Third-quarter numbers for Shell were hit by £5.1bn in writedowns, as the group cast off uneconomic legacy projects
November 2, 2015

Third-quarter (Q3) profit figures from Royal Dutch Shell (RDSB) were overshadowed by $7.9bn (£5.1bn) in writedowns, including charges linked to the abandonment of the Carmon Creek oil-sands project in Western Canada and the recent cessation of drilling activity in Alaska. Strip out one-off items, adjust for inventory changes, and Shell turned in profit of $1.77bn for the quarter - a 70 per cent decline from the corresponding period in 2014.

IC TIP: Buy at 1692p

What's new...

■ Abandonment of the Carmon Creek oil-sands project

■ Cessation of drilling activity in Alaska

■ Third-quarter trading figures

 

The oil price slump has obviously taken its toll, but there was some solace for investors as the negative financial impact was partly cushioned through improved production volumes, a tighter rein on costs and the performance of Shell's downstream segment, which continues to benefit from higher realised refining margins.

The group maintains that it has been able to cover its dividend commitments with Brent crude averaging $60 a barrel; a view supported by a relatively modest 12 per cent fall in comparable third-quarter operating cash flows. However, that relative decline balloons out to 52 per cent when you disregard working capital movements. The good news is that gearing remains manageable at 12.7 per cent, so we think that Shell is well-placed to meet near-term commitments, although the potential for oil price volatility renders predictions beyond 2016 speculative at best.

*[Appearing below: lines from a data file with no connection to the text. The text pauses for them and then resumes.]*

Issue #855, opened 2021-02-10
Website newsletter sign up form padding


minkimcello:
In both desktop and mobile format, there seems to be padding missing from the newsletter sign up form:

## Desktop
![Screen Shot 2021-02-10 at 10 30 49 AM](https://user-images.githubusercontent.com/29791650/107532353-d306da80-6b8b-11eb-9489-ecbc1e79f3b1.png)
- Join our newsletter image is cropped
- I think this section needs a bit more padding on the bottom so that it's more or less proportional to the rest of the page

## Mobile
![Screen Shot 2021-02-10 at 10 31 14 AM](https://user-images.githubusercontent.com/29791650/107532363-d4380780-6b8b-11eb-8a7a-169aa3676ca3.png)
- Missing left/right padding

jorgelainfiesta:
Fixed on #861

PR #861, opened 2021-02-12
Fix newsletter padding

jorgelainfiesta:
## Motivation

#855 

## Approach

Updated the CSS to have the newsletter form respond more smoothly to the window size.

Screenshot 2021-02-12 at 11 03 17


minkimcello:
Screen Shot 2021-02-12 at 10 37 10 AM

The picture still gets cropped in full desktop mode and we're still missing the bottom padding.

And I believe you need to rebase because you're introducing todomvc package.json back

jorgelainfiesta:
Thanks Min! should be good now

minkimcello:
@jorgelainfiesta looks good. just _one_ more in the `about` page. i think the body needs a bottom padding/margin?

Screen Shot 2021-02-13 at 10 05 37 AM

versus

Screen Shot 2021-02-13 at 10 05 22 AM

jorgelainfiesta:
Umm interesting, there's probably a break point that needs adjustment. I'll check it out, thanks.

Update: no, the problem is that that component is set within another component so the breakpoint is not working because it targets the window width... need some refactoring

minkimcello (approved):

The bid for BG (BG.) is moving ahead on the regulatory front, although some investors worry that the deal could ultimately prove dilutive if oil prices remain in the doldrums. Separately, BG revealed a 37 per cent fall in Q3 underlying profit, but it also announced a substantial step-up in full-year production guidance - just the tonic for Shell's chief executive Ben van Beurden.

 

Deutsche Bank says...

Buy. Shell's adjusted Q3 was worse than market expectations, reflecting a very weak performance in Shell's upstream activities where the loss of $400m was decidedly worse than the break-even consensus had anticipated. Operating cash flow was $11.3bn, reflecting large working capital inflows ($5.9bn), with the capital expenditure run rate below guidance at $28bn. Overall, the statement emphasises the moves now being taken to reposition the portfolio for a lower oil price environment. The shares trade with a 7.3 per cent yield, against an average rate of 6.5 per cent for the majors.

 

Macquarie Research says...

Outperform. In upstream, in spite of a decent total production number (2,880 barrels/day, up 5 per cent quarter on quarter), certain areas of the business provided a disappointing contribution: Americas generated a $425m loss while integrated gas contribution was down 42 per cent. Adjusted income from oil products and chemicals were also lower than expected. Macquarie gives a discounted cash flow valuation of £21.78 a share, and predicts adjusted full-year profit of $14.1bn and EPS of $2.23, against $22.8bn and $3.62 for 2014.